Exercise requirements: Repeat exactly, and only, the lines below starting at the line that contains "This PR adds" and ending at the line that contains "This PR also", inclusive of both.

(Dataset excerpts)
▼▼▼

PR #1216, opened 2018-09-10
Ball Device: Entrance switch ignore window

avanwinkle:
This PR adds a new configuration setting to ball devices: `entrance_switch_ignore_window_ms`

This new setting replicates the `ignore_window_ms` behavior of switches, and is proposed because of limitations on that setting. The switch ignore window only applies to the switch posting events, whereas ball devices bind directly to the switch trigger itself. As a result, a ball device will count an entrance on every switch hit regardless of any debounce or ignore setting.

The use case for the new `entrance_switch_ignore_window_ms` setting is a ball device with an upfield switch that captures a ball rolling back down. The ball may hit the switch twice, once on the way up and again on the way down, but the device should only register a single entrance. If the switch is more than a balls-width upfield, it cannot be used as a `ball_switches` switch and must therefore be an `entrance_switch`.

This PR also fixes (?) the behavior of `autofire` coils, wherein autofire coil hits currently post *playfield_active* events even when they are disabled. This causes unexpected behavior because a given switch may alternate between being an autofire trigger and a ball device entrance. By design, ball device entrance switches cannot be `playfield_active` because a ball in a device is not on the playfield. Disabling the autofire to enable the ball device **should** prevent *playfield_active* events from posting, but in the current behavior they do not (and therefore cause ball count issues and *unexpected_ball_on_playfield*.

Tests and documentation updates to follow

### DIFF
--- a/mpf/devices/autofire.py
+++ b/mpf/devices/autofire.py
@@ -126,7 +126,10 @@ class AutofireCoil(SystemWideDevice):
 
     def _hit(self):
         """Rule was triggered."""
+        if not self._enabled:
+            return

▲▲▲

Output of the task:
This PR adds a new configuration setting to ball devices: `entrance_switch_ignore_window_ms`

This new setting replicates the `ignore_window_ms` behavior of switches, and is proposed because of limitations on that setting. The switch ignore window only applies to the switch posting events, whereas ball devices bind directly to the switch trigger itself. As a result, a ball device will count an entrance on every switch hit regardless of any debounce or ignore setting.

The use case for the new `entrance_switch_ignore_window_ms` setting is a ball device with an upfield switch that captures a ball rolling back down. The ball may hit the switch twice, once on the way up and again on the way down, but the device should only register a single entrance. If the switch is more than a balls-width upfield, it cannot be used as a `ball_switches` switch and must therefore be an `entrance_switch`.

This PR also fixes (?) the behavior of `autofire` coils, wherein autofire coil hits currently post *playfield_active* events even when they are disabled. This causes unexpected behavior because a given switch may alternate between being an autofire trigger and a ball device entrance. By design, ball device entrance switches cannot be `playfield_active` because a ball in a device is not on the playfield. Disabling the autofire to enable the ball device **should** prevent *playfield_active* events from posting, but in the current behavior they do not (and therefore cause ball count issues and *unexpected_ball_on_playfield*.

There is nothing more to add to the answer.